Please reproduce the entries in full. Keep every character the same.

Data section: Begin

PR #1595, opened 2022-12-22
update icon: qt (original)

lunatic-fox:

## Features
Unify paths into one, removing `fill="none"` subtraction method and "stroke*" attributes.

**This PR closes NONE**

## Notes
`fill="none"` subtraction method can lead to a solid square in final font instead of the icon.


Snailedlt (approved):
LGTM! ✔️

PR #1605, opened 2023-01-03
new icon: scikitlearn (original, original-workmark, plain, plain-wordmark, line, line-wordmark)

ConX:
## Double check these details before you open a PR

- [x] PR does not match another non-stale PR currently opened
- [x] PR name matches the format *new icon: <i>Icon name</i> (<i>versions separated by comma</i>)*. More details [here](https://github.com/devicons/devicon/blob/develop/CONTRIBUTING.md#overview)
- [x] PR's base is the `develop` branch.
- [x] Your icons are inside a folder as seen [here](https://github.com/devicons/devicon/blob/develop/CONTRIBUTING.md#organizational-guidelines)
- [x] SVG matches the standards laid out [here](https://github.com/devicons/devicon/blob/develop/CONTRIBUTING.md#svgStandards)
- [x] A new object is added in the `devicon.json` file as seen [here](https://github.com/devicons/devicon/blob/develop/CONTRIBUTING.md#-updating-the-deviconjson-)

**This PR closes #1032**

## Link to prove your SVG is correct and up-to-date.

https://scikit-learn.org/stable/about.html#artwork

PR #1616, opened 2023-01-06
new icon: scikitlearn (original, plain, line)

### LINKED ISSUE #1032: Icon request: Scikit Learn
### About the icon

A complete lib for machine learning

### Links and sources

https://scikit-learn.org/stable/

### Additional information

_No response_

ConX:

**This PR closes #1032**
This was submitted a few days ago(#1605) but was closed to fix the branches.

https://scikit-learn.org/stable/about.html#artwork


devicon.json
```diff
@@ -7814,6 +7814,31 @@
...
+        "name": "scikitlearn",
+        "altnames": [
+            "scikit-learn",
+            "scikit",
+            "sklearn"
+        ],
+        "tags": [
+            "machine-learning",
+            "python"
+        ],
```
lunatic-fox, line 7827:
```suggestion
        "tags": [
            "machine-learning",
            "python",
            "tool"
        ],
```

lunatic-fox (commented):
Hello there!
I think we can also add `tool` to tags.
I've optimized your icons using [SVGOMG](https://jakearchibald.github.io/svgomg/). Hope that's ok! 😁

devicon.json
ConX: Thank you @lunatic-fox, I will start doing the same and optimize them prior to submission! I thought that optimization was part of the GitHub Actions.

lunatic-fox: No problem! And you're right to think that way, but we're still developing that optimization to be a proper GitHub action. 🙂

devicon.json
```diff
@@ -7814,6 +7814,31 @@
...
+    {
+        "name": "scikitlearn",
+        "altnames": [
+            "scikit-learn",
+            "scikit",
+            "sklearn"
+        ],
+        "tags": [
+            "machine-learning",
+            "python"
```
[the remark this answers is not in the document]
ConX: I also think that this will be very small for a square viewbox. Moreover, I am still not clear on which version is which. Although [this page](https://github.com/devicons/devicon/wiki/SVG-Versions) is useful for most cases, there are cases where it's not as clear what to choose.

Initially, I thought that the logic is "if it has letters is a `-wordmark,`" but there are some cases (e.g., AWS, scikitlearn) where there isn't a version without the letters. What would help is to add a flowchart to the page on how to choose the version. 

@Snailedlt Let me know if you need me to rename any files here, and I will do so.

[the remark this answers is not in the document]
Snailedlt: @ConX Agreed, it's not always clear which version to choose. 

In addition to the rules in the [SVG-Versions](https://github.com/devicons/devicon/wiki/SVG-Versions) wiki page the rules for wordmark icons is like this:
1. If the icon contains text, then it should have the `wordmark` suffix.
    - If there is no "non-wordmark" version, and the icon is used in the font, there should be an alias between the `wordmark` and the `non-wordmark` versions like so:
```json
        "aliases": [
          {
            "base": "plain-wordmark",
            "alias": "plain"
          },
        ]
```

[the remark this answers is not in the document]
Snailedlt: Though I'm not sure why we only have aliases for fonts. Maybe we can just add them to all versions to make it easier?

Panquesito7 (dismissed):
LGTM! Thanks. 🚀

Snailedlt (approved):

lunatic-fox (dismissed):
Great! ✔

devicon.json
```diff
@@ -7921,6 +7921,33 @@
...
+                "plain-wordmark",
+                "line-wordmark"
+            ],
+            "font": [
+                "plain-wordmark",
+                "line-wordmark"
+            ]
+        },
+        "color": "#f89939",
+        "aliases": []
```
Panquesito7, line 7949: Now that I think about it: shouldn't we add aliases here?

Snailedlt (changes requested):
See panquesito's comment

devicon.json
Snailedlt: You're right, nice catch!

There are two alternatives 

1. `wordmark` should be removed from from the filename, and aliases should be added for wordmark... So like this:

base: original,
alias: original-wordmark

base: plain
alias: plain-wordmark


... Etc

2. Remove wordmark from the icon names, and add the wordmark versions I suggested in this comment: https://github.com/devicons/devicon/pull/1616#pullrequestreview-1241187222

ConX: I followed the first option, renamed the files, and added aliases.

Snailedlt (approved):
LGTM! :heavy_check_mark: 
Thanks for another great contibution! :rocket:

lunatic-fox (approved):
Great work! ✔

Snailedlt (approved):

Data section: End

• _Final answer_
PR #1595, opened 2022-12-22
update icon: qt (original)

lunatic-fox:

## Features
Unify paths into one, removing `fill="none"` subtraction method and "stroke*" attributes.

**This PR closes NONE**

## Notes
`fill="none"` subtraction method can lead to a solid square in final font instead of the icon.


Snailedlt (approved):
LGTM! ✔️

PR #1605, opened 2023-01-03
new icon: scikitlearn (original, original-workmark, plain, plain-wordmark, line, line-wordmark)

ConX:
## Double check these details before you open a PR

- [x] PR does not match another non-stale PR currently opened
- [x] PR name matches the format *new icon: <i>Icon name</i> (<i>versions separated by comma</i>)*. More details [here](https://github.com/devicons/devicon/blob/develop/CONTRIBUTING.md#overview)
- [x] PR's base is the `develop` branch.
- [x] Your icons are inside a folder as seen [here](https://github.com/devicons/devicon/blob/develop/CONTRIBUTING.md#organizational-guidelines)
- [x] SVG matches the standards laid out [here](https://github.com/devicons/devicon/blob/develop/CONTRIBUTING.md#svgStandards)
- [x] A new object is added in the `devicon.json` file as seen [here](https://github.com/devicons/devicon/blob/develop/CONTRIBUTING.md#-updating-the-deviconjson-)

**This PR closes #1032**

## Link to prove your SVG is correct and up-to-date.

https://scikit-learn.org/stable/about.html#artwork

PR #1616, opened 2023-01-06
new icon: scikitlearn (original, plain, line)

### LINKED ISSUE #1032: Icon request: Scikit Learn
### About the icon

A complete lib for machine learning

### Links and sources

https://scikit-learn.org/stable/

### Additional information

_No response_

ConX:

**This PR closes #1032**
This was submitted a few days ago(#1605) but was closed to fix the branches.

https://scikit-learn.org/stable/about.html#artwork


devicon.json
```diff
@@ -7814,6 +7814,31 @@
...
+        "name": "scikitlearn",
+        "altnames": [
+            "scikit-learn",
+            "scikit",
+            "sklearn"
+        ],
+        "tags": [
+            "machine-learning",
+            "python"
+        ],
```
lunatic-fox, line 7827:
```suggestion
        "tags": [
            "machine-learning",
            "python",
            "tool"
        ],
```

lunatic-fox (commented):
Hello there!
I think we can also add `tool` to tags.
I've optimized your icons using [SVGOMG](https://jakearchibald.github.io/svgomg/). Hope that's ok! 😁

devicon.json
ConX: Thank you @lunatic-fox, I will start doing the same and optimize them prior to submission! I thought that optimization was part of the GitHub Actions.

lunatic-fox: No problem! And you're right to think that way, but we're still developing that optimization to be a proper GitHub action. 🙂

devicon.json
```diff
@@ -7814,6 +7814,31 @@
...
+    {
+        "name": "scikitlearn",
+        "altnames": [
+            "scikit-learn",
+            "scikit",
+            "sklearn"
+        ],
+        "tags": [
+            "machine-learning",
+            "python"
```
[the remark this answers is not in the document]
ConX: I also think that this will be very small for a square viewbox. Moreover, I am still not clear on which version is which. Although [this page](https://github.com/devicons/devicon/wiki/SVG-Versions) is useful for most cases, there are cases where it's not as clear what to choose.

Initially, I thought that the logic is "if it has letters is a `-wordmark,`" but there are some cases (e.g., AWS, scikitlearn) where there isn't a version without the letters. What would help is to add a flowchart to the page on how to choose the version. 

@Snailedlt Let me know if you need me to rename any files here, and I will do so.

[the remark this answers is not in the document]
Snailedlt: @ConX Agreed, it's not always clear which version to choose. 

In addition to the rules in the [SVG-Versions](https://github.com/devicons/devicon/wiki/SVG-Versions) wiki page the rules for wordmark icons is like this:
1. If the icon contains text, then it should have the `wordmark` suffix.
    - If there is no "non-wordmark" version, and the icon is used in the font, there should be an alias between the `wordmark` and the `non-wordmark` versions like so:
```json
        "aliases": [
          {
            "base": "plain-wordmark",
            "alias": "plain"
          },
        ]
```

[the remark this answers is not in the document]
Snailedlt: Though I'm not sure why we only have aliases for fonts. Maybe we can just add them to all versions to make it easier?

Panquesito7 (dismissed):
LGTM! Thanks. 🚀

Snailedlt (approved):

lunatic-fox (dismissed):
Great! ✔

devicon.json
```diff
@@ -7921,6 +7921,33 @@
...
+                "plain-wordmark",
+                "line-wordmark"
+            ],
+            "font": [
+                "plain-wordmark",
+                "line-wordmark"
+            ]
+        },
+        "color": "#f89939",
+        "aliases": []
```
Panquesito7, line 7949: Now that I think about it: shouldn't we add aliases here?

Snailedlt (changes requested):
See panquesito's comment

devicon.json
Snailedlt: You're right, nice catch!

There are two alternatives 

1. `wordmark` should be removed from from the filename, and aliases should be added for wordmark... So like this:

base: original,
alias: original-wordmark

base: plain
alias: plain-wordmark


... Etc

2. Remove wordmark from the icon names, and add the wordmark versions I suggested in this comment: https://github.com/devicons/devicon/pull/1616#pullrequestreview-1241187222

ConX: I followed the first option, renamed the files, and added aliases.

Snailedlt (approved):
LGTM! :heavy_check_mark: 
Thanks for another great contibution! :rocket:

lunatic-fox (approved):
Great work! ✔

Snailedlt (approved):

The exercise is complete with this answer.